* Problem requirements *
Starting at the first line of the data below, repeat each line word for word up to and including the line with "We learned the".

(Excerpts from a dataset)

PR #7609, opened 2023-04-24
bring back libpcre + move yaml stuff into libyaml

tpetr:
We learned the hard way that Javascript's regex engine doesn't support all the PCRE features that semgrep uses. This PR adds back the libpcre WASM module.

Note that the pcre bindings I wrote work for our purposes, but are gross and half-complete (see `js/libpcre/runtime.js`). Worst-case scenario I'll improve in a subsequent PR.


js/Makefile
```diff
@@ -3,12 +3,14 @@ default: libyaml engine languages
 
 .PHONY: build
 build:
+	cd libpcre; $(MAKE) build
```
aryx, line 6: At this point you can use a for loop ...
```
rec:
	set -e; for i in $(MAKESUBDIRS); do $(MAKE) -C $$i all || exit 1; done
```

aryx (approved):

PR #5131, opened 2022-05-02
GitHub codespaces

ethompsy:
PR checklist:

- [ ] Documentation is up-to-date
- [ ] Changelog is up-to-date
- [ ] Change has no security implications (otherwise, ping security team)

PR #7610, opened 2023-04-24
fix semgrep-dev docker build

tpetr:
At some point the `pre-commit` alpine package took a dependency on python 3.11, which broke docker builds because alpine 3.17's `python3` package installs 3.10. Installing `python3` from edge fixes the build for now.

### DIFF
--- a/dockerfiles/semgrep-dev.Dockerfile
+++ b/dockerfiles/semgrep-dev.Dockerfile
@@ -26,7 +26,8 @@ RUN apk add --no-cache \
 #
 # Install python >= 3.11 needed by pre-commit (for what operation?)
 RUN apk add --no-cache --repository=http://dl-cdn.alpinelinux.org/alpine/edge/main python3 && \
-  [[ "$(python3 --version)" =~ 3\.11\.[0-9]+ ]]
+  python3 --version > /tmp/python-version && \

* Answer to this exercise *
PR #7609, opened 2023-04-24
bring back libpcre + move yaml stuff into libyaml

tpetr:
We learned the hard way that Javascript's regex engine doesn't support all the PCRE features that semgrep uses. This PR adds back the libpcre WASM module.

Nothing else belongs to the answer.